Summary

By now, we hope that you have become familiar with our slogan probability is a measure of the size of a set. Let us summarize:

sep0em
Probability = a probability law \(\Pb\). You can also view it as the value returned by \(\Pb\).
Measure = a ruler, a scale, a stopwatch, or another measuring device. It is a tool that tells you how large or small a set is. The measure has to be compatible with the set. If a set is finite, then the measure can be a counter. If a set is a continuous interval, then the measure can be the length of the interval.
Size = the relative weight of the set for the sample space. Measuring the size is done by using a weighting function. Think of a fair coin versus a biased coin. The former has a uniform weight, whereas the latter has a nonuniform weight.
Set = an event. An event is a subset in the sample space. A probability law \(\Pb\) always maps a set to a number. This is different from a typical function that maps a number to another number.

If you understand what this slogan means, you will understand why probability can be applied to discrete events, continuous events, events in \(n\)-D spaces, etc. You will also understand the notion of measure zero and the notion of almost sure. These concepts lie at the foundation of modern data science, in particular, theoretical machine learning.

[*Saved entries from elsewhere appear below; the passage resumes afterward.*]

PR #3063, opened 2026-05-31
fix unfused padding causal sdpa

hungryGeek16:
Adds a targeted PyTorch SDPA fallback for unfused THD padding_causal self-attention so TransformerEngine does not materialize the full quadratic padding/causal mask. Includes a regression test that fails if get_full_mask is called on this path.

### DIFF
--- a/transformer_engine/pytorch/attention/dot_product_attention/backends.py
+++ b/transformer_engine/pytorch/attention/dot_product_attention/backends.py
@@ -365,6 +365,115 @@ class UnfusedDotProductAttention(torch.nn.Module):
         """Fast attribute set for non-parameter fields."""
         self.__dict__[name] = value
 
+    def _use_varlen_sdpa(
+        self,
+        attn_mask_type: str,
+        attention_mask: Optional[Union[torch.Tensor, Tuple[torch.Tensor, torch.Tensor]]],
+        window_size: Optional[Tuple[int, int]],
+        max_seqlen_q: int,
+        max_seqlen_kv: int,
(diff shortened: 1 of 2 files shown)


cyanguwa:
Thanks for the contribution @hungryGeek16, but it looks like your base branch may be out of date - could you rebase please? Thanks!

hungryGeek16:
@cyanguwa , I have rebased and resolved conflicts, let me know if this works. Thanks!

transformer_engine/pytorch/attention/dot_product_attention/backends.py
```diff
@@ -365,6 +365,115 @@ def fast_setattr(self, name: str, value: Any) -> None:
...
+        if attention_mask is not None:
+            seqlens_q = attention_mask.logical_not()[:, 0, 0, :].sum(dim=1)
+        else:
+            seqlens_q = torch.full(
+                (batch_size,), max_seqlen_q, dtype=torch.int64, device=query_layer.device
+            )
+
+        dropout_p = self.attention_dropout.p if self.training else 0.0
+        with self.attention_dropout_ctx():
+            for batch_id in range(batch_size):
```
cyanguwa, line 453: This seems to be serializing the sequences in a batch. Is this really more efficient than the original implementation in UnfusedDotProductAttention?

Also, is there any particular reason to use Torch SDPA in TE's unfused path, when THD padding_causal self-attention is supported by FusedAttention and FlashAttention? Thanks.

PR #3065, opened 2026-05-31
[PyTorch] Propagate skip_fp8_weight_update in GroupedLinear during FP8 CUDA graph capture

LeSingh1:
## Description

`GroupedLinear.forward` hardcoded `None` for `skip_fp8_weight_update`, so the FP8 graph-capture skip tensor was never forwarded during CUDA graph replay — the bug reported in #3051. `Linear.forward` handles this correctly: when `FP8GlobalStateManager.fp8_graph_capturing()` is true it reads `quantization_state.skip_fp8_weight_update_tensor`, forces `is_first_microbatch = False`, and threads the tensor into its forward args. `GroupedLinear` omitted that retrieval block and passed a literal `None`, even though the autograd `_GroupedLinear.forward` already unpacks and uses the flag (`quantize_weight(..., skip_update_flag=skip_fp8_weight_update)`).

## Fix

Mirror the `Linear` reference path in `GroupedLinear.forward`: add the same `fp8_graph_capturing()` retrieval block and thread `skip_fp8_weight_update` into `non_tensor_args` (positionally aligned with the existing autograd unpack). `FP8GlobalStateManager` is already imported in the module.

## Verification status

> **Runtime-unverified — developed without a CUDA GPU, so the FP8 / CUDA-graph numerics and the Nemotron-MoE gradient-suppression reproducer were not run.** The change is a near-mechanical parity fix against the established `Linear` path (same accessor, same `is_first_microbatch` forcing, same threading), and the positional unpack lines up with `_GroupedLinear.forward`. A GPU regression test (comparing GroupedLinear FP8 grads under graph-replay-active vs delayed) belongs alongside the existing CUDA-graph tests but can't run on this platform — I'd ask a maintainer with a GPU to confirm numerics before merge, and I'm happy to add the test.
>
> Developed with AI assistance.

Addresses #3051


ptrendx:
@LeSingh1 Could you add the test that would exercise this functionality?

LeSingh1:
@ptrendx Added a test in `tests/pytorch/test_cuda_graphs.py`: `test_make_graphed_callables_grouped_linear_with_fp8_weight_caching`.

It wraps `GroupedLinear` (flattening the `[seqlen, batch, hidden]` harness input to 2D and splitting evenly across 2 GEMMs) so it slots into the existing `_test_cuda_graphs` harness, then runs the `full` / `individual` / `none` graph modes with `fp8_weight_caching=True` and asserts the graphed outputs equal the eager reference. That equality only holds when `is_first_microbatch` is threaded into the weight-update skip tensor on every microbatch — on the pre-fix `None` hardcode the cached FP8 weights diverge, so the test fails without the change. Parametrized over DelayedScaling + Float8CurrentScaling, both `fp8_params` settings, and the fp32/fp16 dtypes already used in this file.

One disclosure: I don't have FP8-capable GPU hardware locally, so I verified the test by construction (mirroring `test_make_graphed_callables_with_fp8_weight_caching`) rather than by running it — it'll need a CI/GPU run to confirm. Happy to adjust the recipe coverage or wrapper approach if you'd prefer it structured differently.

LeSingh1:
Rebased onto main to resolve a conflict with #3038 (the GroupedLinear graph-safe refactor). Worth noting: #3038 plumbs skip_fp8_weight_update all the way through _GroupedLinear's autograd function, but the module-level GroupedLinear.forward still passes `None,  # skip_fp8_weight_update` into non_tensor_args, so the value never reaches that plumbing during graph capture. This change wires it up the same way Linear.forward does (read the skip tensor from FP8GlobalStateManager.quantization_state when fp8_graph_capturing()). The test from the previous commit comes along with the rebase. Still GPU/CI-only on my end since I don't have FP8 hardware locally.

ksivaman (approved):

The second half of this chapter discusses the concept of conditional probability. Conditional probability is a metaconcept that can be applied to any measure you use. The motivation of conditional probability is to restrict the probability to a subevent happening in the sample space. If \(B\) has happened, the probability for \(A\) to also happen is \(\Pb[A\cap B]/\Pb[B]\). If two events are not influencing each other, then we say that \(A\) and \(B\) are independent. According to Bayes' theorem, we can also switch the order of \(A\) given \(B\) and \(B\) given \(A\). Finally, the law of total probability gives us a way to decompose events into subevents.

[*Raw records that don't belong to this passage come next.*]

PR #3070, opened 2026-06-01
[PyTorch] Use data shape for MXFP8 pointer swizzle

jepio:
# Description
We've started seeing NaN loss in gpt_oss_20b training using MXFP8. gpt_oss_20b uses expert MLP dimensions based on hidden size 2880, producing FC1 weights of (5760, 2880) and FC2 weights of (2880, 2880). I bisected this to NVIDIA/TransformerEngine@9e5a847c90c436c9c9c5f3e756977cf568967ccc. That change is not safe in the presence of MXFP8 scale padding: without the actual unpadded data shape, `transform_and_copy_data_ptrs_to_device` infers the data shape from the padded scale shape, so padded E8M0 scale bytes can be copied into the swizzled GEMM scale buffer and consumed by GEMM, causing NaNs. Fix it by passing the actual data shape to transform_and_copy_data_ptrs_to_device. The patch includes a regression test that poisons padded scale entries and verifies they are masked out.

Fixes #

## Type of change

- [ ] Infra/Build change
- [ ] Code refactoring

## Changes

- Fix MXFP8 scale padding being read for non-128-aligned dimensions

# Checklist:

### DIFF
--- a/tests/pytorch/mxfp8/test_mxfp8_quantize_swizzle_fusion.py
+++ b/tests/pytorch/mxfp8/test_mxfp8_quantize_swizzle_fusion.py
@@ -20,6 +20,30 @@ from mxfp8_utils import swizzle_mxfp8_scale, get_mxfp8_scale_shape_no_padding
 recipe_available, reason_for_no_recipe = te.is_mxfp8_available(return_reason=True)
 
 
+def poison_mxfp8_scale_padding_with_nan(
+    scale: torch.Tensor,
+    valid_shape: Tuple[int, int],
+) -> torch.Tensor:
+    """Fill only the padded part of a compact MXFP8 scale tensor with NaNs."""
+    scale = scale.clone()
+    scale_e8m0 = scale.view(dtype=torch.float8_e8m0fnu)
+    scale_e8m0[valid_shape[0] :, :] = float("nan")
+    scale_e8m0[:, valid_shape[1] :] = float("nan")
+    return scale
+
+
+def zero_mxfp8_scale_padding(
+    scale: torch.Tensor,
+    valid_shape: Tuple[int, int],
+) -> torch.Tensor:
+    """Zero only the padded part of a compact MXFP8 scale tensor."""
+    scale = scale.clone()
+    scale_uint8 = scale.view(dtype=torch.uint8)
+    scale_uint8[valid_shape[0] :, :] = 0
+    scale_uint8[:, valid_shape[1] :] = 0
+    return scale
+
+
 def unpack_quantized_tensor(
     quantized_tensor: MXFP8TensorStorage,
 ) -> Tuple[torch.Tensor, torch.Tensor, torch.Tensor, torch.Tensor]:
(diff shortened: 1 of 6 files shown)


tests/pytorch/mxfp8/test_mxfp8_quantize_swizzle_fusion.py
```diff
@@ -130,3 +154,57 @@ def test_mxfp8_quantize_swizzle_fusion(
...
+        inferred_padded_shape = (scale.shape[0] * 32, scale.shape[1])
+    else:
+        scale = quantized._rowwise_scale_inv
+        transform_type = "uniform_mxfp8_rowwise_swizzle"
+        inferred_padded_shape = (scale.shape[0], scale.shape[1] * 32)
+
+    # Poison padded scale values with E8M0 NaNs. If swizzle reconstructs the
+    # data shape from the padded scale shape, these values are considered real
+    # and survive.
+    scale = poison_mxfp8_scale_padding_with_nan(scale, valid_scale_shape)
```
vthumbe1503, line 187: Why is the scales getting padded with poision values in the first place?

jepio:
I think that part of the scales is normally uninitialized, I poison the
buffer in the test to illustrate what would happen if the uninitialized
values are actually read and included in the computation. This is what
seems to happen in actual training.

tests/pytorch/mxfp8/test_mxfp8_quantize_swizzle_fusion.py
jepio: @vthumbe1503 I think that part of the scales is normally uninitialized, I poison the
buffer in the test to illustrate what would happen if the uninitialized
values are actually read and included in the computation. This is what
seems to happen in actual training.

transformer_engine/pytorch/csrc/extensions/utils.cpp
```diff
@@ -40,7 +40,7 @@ at::Tensor copy_data_ptrs_to_device(const std::vector<at::Tensor> &tensors,
 
 std::tuple<at::Tensor, std::optional<at::Tensor>> transform_and_copy_data_ptrs_to_device(
     const std::string &transform_type, const std::vector<at::Tensor> &tensors,
-    const c10::Device &device) {
+    const c10::Device &device, const std::vector<int64_t> &actual_data_shape) {
```
timmoon10, line 43: `transform_and_copy_data_ptrs_to_device` is named the way it is so that it can be a general-purpose function. You could imagine, for instance, using it for things like SReLU or dtype casts. In practice, though, we only use it for swizzling uniformly-sized MXFP8 and NVFP4 scales.

Hard-coding swizzle-specific logic like `actual_data_shape` into a general API is not great. But your bug report makes me realize that the general-purpose function is probably not possible, so we should give in and make this a swizzle-specific function. The biggest problem is not the implementation (easy), but that the function name will have to be something ugly like `uniform_swizzle_scales_and_copy_data_ptrs_to_device`.

timmoon10 (commented):
Thanks for the bugfix. One of the goals of https://github.com/NVIDIA/TransformerEngine/pull/3001 was to generalize the helper functions and avoid hard-coding swizzle-specific logic in places where it wasn't needed. However, it seems that this is probably unavoidable.

I'll take a crack at fixing up the function interface. While we're at it, this gives us the opportunity to consolidate the copy-to-device kernel launches for the data pointers and scale pointers.

ptrendx:
I have some problem understanding where the problem comes from here. Where is the padding of the weights happening? It seems that the padding happens only after the weight was already cast to MXFP8 and the weight and the scale are padded separately? Why are we not padding with 0s - that padding should happen only once?

timmoon10:
https://github.com/NVIDIA/TransformerEngine/pull/3076 fixes this bug.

We end this chapter by mentioning a few terms related to conditional probabilities that will become useful later. Let us use the tennis tournament as an example:

sep0em
\(\Pb[W\,|\,A]\) = conditional probability = Given that you played with player \(A\), what is the probability that you will win?
\(\Pb[A]\) = prior probability = Without even entering the game, what is the chance that you will face player \(A\)?
\(\Pb[A\,|\,W]\) = posterior probability = After you have won the game, what is the probability that you have actually played with \(A\)?

In many practical engineering problems, the question of interest is often the last one. That is, supposing that you have observed something, what is the most likely cause of that event? For example, supposing we have observed this particular dataset, what is the best Gaussian model that would fit the dataset? Questions like these require some analysis of conditional probability, prior probability, and posterior probability.